There's a more precise way to think about “narrow.” Every production task has two separable difficulties. The first is distribution shift: how far the real-world inputs sit from the base model's pretraining distribution. The second is a capability ceiling: whether the task requires a cognitive operation (multi-hop reasoning, novel code synthesis, long-range coherence) that the architecture can't perform at any amount of fine-tuning. A narrow task — in the sense this lesson means it — is one with high distribution shift but a low capability ceiling. Routing a bank's 40 support queues is wildly out-of-distribution for pretraining (no web corpus contains your internal queue names), but it's cognitively trivial: the model just needs to learn a mapping from phrasings to labels. That's the shape where a fine-tuned SLM dominates, because every parameter you have is spent absorbing your distribution instead of holding onto Shakespeare and Python and Hindi grammar. The xLAM-7B-vs-GPT-4 result on the Berkeley Function Calling Leaderboard is the same phenomenon: tool-calling is massively out-of-distribution for web pretraining, but its capability ceiling is low enough that a specialised 7B saturates it.

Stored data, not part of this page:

PR #3695, opened 2023-01-20
[PIPE-467] File C to D Linkage in Delta

collinwr:
## Description
This command links File C (financial_accounts_by_awards) records to File D (awards) records. It creates a new copy of the `financial_accounts_by_awards` table in the `int` schema based on the copy in the `raw` schema and applies the updates there. These records are linked to the `awards` table in the `int` schema.

## Technical Details 
This command recreates a `SHALLOW CLONE` of the `raw.financial_accounts_by_awards` table each time it is run. It deletes the previous copy of the of the `int` table. This is because `raw.financial_accounts_by_awards` is fully replaced by the Postgres version each night during the pipeline, so the `int` version also needs to be completely replaced. 

After the clone, views are created based on the new `int` table to determine which FABA records need to be updated. Once these records have been identified, a final table `union_all_priority` is merged into the `int` table and final counts are logged. 

## Requirements for Merge

    - [ ] Backend
8. [ ] Jira Ticket [PIPE-467](https://federal-spending-transparency.atlassian.net/browse/PIPE-467):

```
```


usaspending_api/etl/management/commands/load_table_to_delta.py
```diff
@@ -62,7 +62,7 @@
         "is_from_broker": False,
         "source_table": "vw_awards",
         "source_database": "rpt",
-        "destination_database": "raw",
```
dpb-bah, line 65: Is there a reason why we are updating this and not all the other transaction TABLE_SPECs?

dpb-bah (changes requested):

usaspending_api/etl/management/commands/load_table_to_delta.py
collinwr: Good call! I needed to update it for awards, but it wasn't necessary for Transactions. I suspect that making such an update would impact the Transaction Loader tests. I can give it a shot and see what happens.

collinwr: I just changed it back for now until we decide what we want to do with those table_specs.

usaspending_api/awards/delta_models/financial_accounts_by_awards.py
```diff
@@ -62,3 +62,308 @@
...
+        UNION
+        SELECT * FROM c_to_d_fain
+        UNION
+        SELECT * FROM c_to_d_uri
+        UNION
+        SELECT * FROM c_to_d_fain_and_uri_fain
+        UNION
+        SELECT * FROM c_to_d_fain_and_uri_uri
+        UNION
+        SELECT * FROM c_to_d_deletes
```
kwhickey, line 318: Since each temp view will have a different priority, `UNION` will never collapse down duplicate records. Can a `UNION ALL` then be used, since it typically is more efficient (no record comparisons needed)?

usaspending_api/common/helpers/spark_helpers.py
```diff
@@ -534,6 +548,72 @@ def log_hadoop_config(spark: SparkSession, config_key_contains=""):
     ]
 
 
+def load_dict_to_delta_table(spark, s3_data_bucket, table_schema, table_name, data, overwrite=False):
```
kwhickey, line 551: docstring describing the purpose of this function and when it should/could be used would be helpful.

DManowitz-BAH (commented):
test_load_transactions_in_delta.py and spark_helpers.py look good

usaspending_api/common/helpers/spark_helpers.py
```diff
@@ -534,6 +548,72 @@ def log_hadoop_config(spark: SparkSession, config_key_contains=""):
...
+        "create_delta_table",
+        "--destination-table",
+        table_name,
+        "--alt-db",
+        table_schema,
+        "--spark-s3-bucket",
+        s3_data_bucket,
+    )
+
+    if data:
```
kwhickey, line 578: Would it be helpful to get a list of pyspark `Row` objects?
You can create `Row` objects from dict by [unpacking the dict](https://stackoverflow.com/a/38253641).

```
from pyspark.sql import Row

Row(**data_as_dict)
```

usaspending_api/etl/management/commands/update_file_c_linkages_in_delta.py
```diff
@@ -0,0 +1,159 @@
...
+        spark_created_by_command = False
+        if not self.spark:
+            spark_created_by_command = True
+            self.spark = configure_spark_session(**extra_conf, spark_context=self.spark)  # type: SparkSession
+
+        # Setup Logger
+        logger = get_jvm_logger(self.spark, __name__)
+
+        # Setup int table. Creates a shallow clone of the `raw` FABA table in the `int` schema.
+        # If the --no-clone option is provided a full table is created instead.
```
kwhickey, line 79: Maybe also clarify under --no-clone that it is a _managed_ table, meaning the data is not stored in a specific S3 bucket
- Do we know where it gets stored when managed?
- i.e. do we at least know that it's not stored on the filesystem of the driver or the cluster nodes, because that data would disappear if so when the cluster is terminated.

dpb-bah (dismissed):

usaspending_api/etl/management/commands/update_file_c_linkages_in_delta.py
```diff
@@ -0,0 +1,159 @@
...
+        else:
+            self.spark.sql(
+                """
+            CREATE OR REPLACE TABLE int.financial_accounts_by_awards
+            SHALLOW CLONE raw.financial_accounts_by_awards;
+            """
+            )
+
+        # Log initial linkage count
+        unlinked_count = self.get_unlinked_count("raw")
```
kwhickey, line 103: Is this right, that you want to do the initial count from `raw.faba` and not the newly cloned `int.faba`? Maybe it's the same since it just go cloned? Seems it would make more sense / be more readable if the before/after counts were on the same table from the same schema.

Also, what is the provenance of that count?
- at this point, raw.faba is copied up from postgres
- which hopefully had its postgres data c-to-d linked from the previous pipeline run before it was copied up
- I guess this all makes sense if there are no changes to faba in postgres from when it is copied up to delta, and when the PG linkage happens

kwhickey (changes requested):
- Maybe a `UNION ALL`
- some documentation 
- and question about where **managed** table data lives, and if it lives on beyond cluster termination

usaspending_api/common/helpers/spark_helpers.py
collinwr: Are you thinking it might be better to convert the list of dictionaries to a list of Row objects then use a Spark function to insert the rows?

If so, we may still need some logic to cleanup some fields such as converting `date`/`datetime` fields to `isoformat()` or using `col_info` if available to set defaults for empty values.

Lots of the logic for building the INSERT SQL could be removed though

usaspending_api/etl/management/commands/update_file_c_linkages_in_delta.py
collinwr: You're right that we technically shouldn't see any difference between running this on `raw` and `int`. I can see your point thought that getting the initial unlinked count from `int` might be more readable though. I'll update.

usaspending_api/etl/management/commands/update_file_c_linkages_in_delta.py
kwhickey: With it now not being managed, you may need to or want to purge the data from the bucket after the table is deleted with the vacuum with retention set to 0 hours. I think the default vacuum is 30 days. So we'd have 30 copies of the data in the S3 bucket before it starts to clean up. 
Actually, does that matter or apply at all with it being a shallow clone? Maybe it just stores _new_ files that are different than the cloned destination? That may be okay to not forcibly vacuum.

usaspending_api/common/helpers/spark_helpers.py
kwhickey: Yeah, fine to leave as is for now if it's working.

usaspending_api/etl/management/commands/update_file_c_linkages_in_delta.py
kwhickey: Also, in the `--no-clone` scenario, is the `TABLE_SPEC` setup to create the table with the same S3 bucket and path?

```
        # Setup int table. Creates a shallow clone of the `raw` FABA table in the `int` schema.
        # If the --no-clone option is provided a full table is created instead.
        if no_clone:
            self.spark.sql("DROP TABLE IF EXISTS int.financial_accounts_by_awards")
            call_command(
                "create_delta_table",
                "--destination-table",
                "financial_accounts_by_awards",
                "--spark-s3-bucket",
                spark_s3_bucket,
                "--alt-db",
                "int",
            )
```

kwhickey: Resolving. Summary:
- vacuuming needs to be addressed more holistically as this affects all of our tables (and s3 paths)
- creat_delta_table uses s3: Bucket is passed in as a param. Derive path from the schema and table name in the table spec

kwhickey (approved):
Approving latest changes.

dpb-bah (dismissed):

The tasks where SLMs still lose are the ones where the capability ceiling is the binding constraint. AIME math isn't out-of-distribution — the problems look like the ones in training — but the cognitive operation (multi-step deductive search with backtracking) is one that seems to require a model big enough to host parallel reasoning traces. Phi-4-mini-reasoning at 3.8B tops out around AMC-10 level (~80% on GSM8K, ~35% on MATH-500); o3-mini and DeepSeek-R1 clear AIME. No amount of fine-tuning a 1B model on math data closes that gap, because the ceiling isn't about what the model has seen — it's about what the forward pass can compute in one sweep. Knowing which failure you're looking at — distribution shift or capability ceiling — is the whole diagnostic.

The rest of Microscale is the working-out of this instinct. Act II shows you how SLMs actually work inside. Act III is the bestiary of ones you can use today. Act IV is how they learn to be that good. Act V is where they still break. Acts VI through IX take you from “I want a specialist” to “the specialist is live, serving traffic, paying for itself.”